If Ratcliffe is successful in selling Nice at a discounted price, United will still retain a multi-club link to Lausanne-Sport.

However, that is far less useful in terms of player recruitment given that the Swiss league is 16th in UEFA’s club association coefficient ranking whereas France is 5th, meaning players trained at French clubs can accrue the necessary governing body endorsement points to make the switch to the Premier League much more easily.

Ratcliffe lieutenant Jean-Claude Blanc could influence UEFA’s multi-club policy

It has been nine months since Jean-Claude Blanc was removed from his position as a director at Man United, but he remains in Ratcliffe’s inner circle.

Blanc is still CEO of INEOS Sport, president of OGC Nice and both chief of international football relations and special adviser at United.

In his role at United, Blanc also sits on the board of European Football Clubs, probably the most powerful lobbying organisation in the sport.

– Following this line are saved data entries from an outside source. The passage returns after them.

PR #102, opened 2018-06-01
Save data on hybrid heights.

pp-mo:
( this should be okay now. )

It's not so simple, because of the slightly insane GRIB method of recording metadata for all hybrid levels in *every* message.  Thus, we need to pass the 'full original' cube into each translation call, not just the 2d slice we are currently dealing with, which mangles `_save_rules.py` quite a lot.

Also, for the same reason, the length of the 'pv' vector within each recorded message, and location of relevant coefficient values within it, depend on the actual model-level number of that 2d field.


iris_grib/tests/integration/save_rules/test_save_hybrid_height.py
```diff
@@ -0,0 +1,91 @@
...
+from six.moves import (filter, input, map, range, zip)  # noqa
+
+# import iris_grib.tests first so that some things can be initialised before
+# importing anything else
+import iris_grib.tests as tests
+
+
+import iris
+from iris.cube import Cube
+from iris import sample_data_path
```
corinnebosley: Apparently this isn't the right way to import the sample data.  We will have to figure this out.

pp-mo: This is not importing the sample data, only the iris 'sample_data_path' method.

The sample data would need to be installed by Travis.yml
It's pretty heavyweight + I don't think we want to start doing that for iris-grib, so I'll look for some other test data ...

iris_grib/_save_rules.py
```diff
@@ -731,13 +733,33 @@ def set_forecast_time(cube, grib):
...
+    # checkout factories for hybrid vertical coordinates.
+    hybrid_height_factories = [
+        factory for factory in cube.aux_factories
+        if isinstance(factory, HybridHeightFactory)]
+    if not hybrid_height_factories:
+        hybrid_height_factory = None
+    else:
+        # N.B. get the matching 'complete' factory from the full 3d cube, so we
+        # have all the level information.
+        factory, = hybrid_height_factories
```
corinnebosley: Your implementation above seems to suggest that we could have a list of HybridHeightFactories (although I would consider it unlikely...).  If that happens, then the unpacked variable `factory` would become a list and then not have a name.

Would this be resolved by saying:
`factory, = hybrid_height_factories[0]`?

pp-mo: > seems to suggest that we could have a list of HybridHeightFactories

That wasn't intended.
In fact, it's just a sneaky way of fetching the first of a list while simultaneously forcing an error if it doesn't have exactly one element.
It's handy, but every time I write one, I wonder if it's just a bit too clever ...

corinnebosley: Sorted.  Not a problem.

iris_grib/tests/integration/save_rules/test_save_hybrid_height.py
```diff
@@ -0,0 +1,88 @@
...
+            msg_lev2 = msgs[1]
+            #  first surface type = 118  (i.e. hybrid height).
+            self.assertEqual(
+                msg_lev2.sections[4]['typeOfFirstFixedSurface'],
+                118)
+            #  first surface scaling = 0.
+            self.assertEqual(
+                msg_lev2.sections[4]['scaleFactorOfFirstFixedSurface'],
+                0)
+            #  first surface value = 2  (i.e. model level).
```
corinnebosley: Can you please expand on `(model level)` so that I know why it's model level number 2? i.e. `(model level number coordinate of corresponding cube slice)` or something.  I had to look at the ticket (AVD-1021) to work out what it meant.

pp-mo:
Status update -- still **DO NOT MERGE** for now : 
  * still needs a response to your [call for more clarity above](https://github.com/SciTools/iris-grib/pull/102#discussion_r193016842) above
  * will be better for a  rebase after #106 fixes
  * given #107 can also now add a whatsnew

pp-mo:
Think this is now good to go ?
Ping @corinnebosley @dkillick

iris_grib/_save_rules.py
```diff
@@ -731,13 +733,34 @@ def set_forecast_time(cube, grib):
...
+    if not hybrid_height_factories:
+        hybrid_height_factory = None
+    else:
+        # If any, there should be just one.
+        factory, = hybrid_height_factories
+        # Fetch the matching 'complete' factory from the *full* 3d cube, so we
+        # have all the level information.
+        hybrid_height_factory = full3d_cube.aux_factory(factory.name())
+
+    # hybrid pressure
```
corinnebosley: This comment says 'hybrid pressure', but it's looking for a hybrid height factory with a vertical coordinate code 118, which is specifically hybrid height, not hybrid pressure.  Is it just the comment that's misplaced?

pp-mo: >  Is it just the comment that's misplaced?

Yes I think so.
Good spot :trophy:

corinnebosley:
@pp-mo Boom!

Man United and Ineos executive Jean Claude-Blanc

Photo credit should read FABRICE COFFRINI/AFP via Getty Images

European Football Clubs will indirectly shape UEFA’s policy on multi-club networks in years to come, so having Blanc in the fold is important for United.

Where exactly UEFA are heading with the multi-club model isn’t clear.

Fan sentiment towards the model is not at all favourable, but many football finance experts believe the genie is already out of the bottle with regard to the most powerful owners in the game already having set up multi-club organisations.

That and the bullishness of ownership groups such as Chelsea’s BlueCo may suggest that European football could remove more guardrails in multi-club regulation in the not-too-distant future.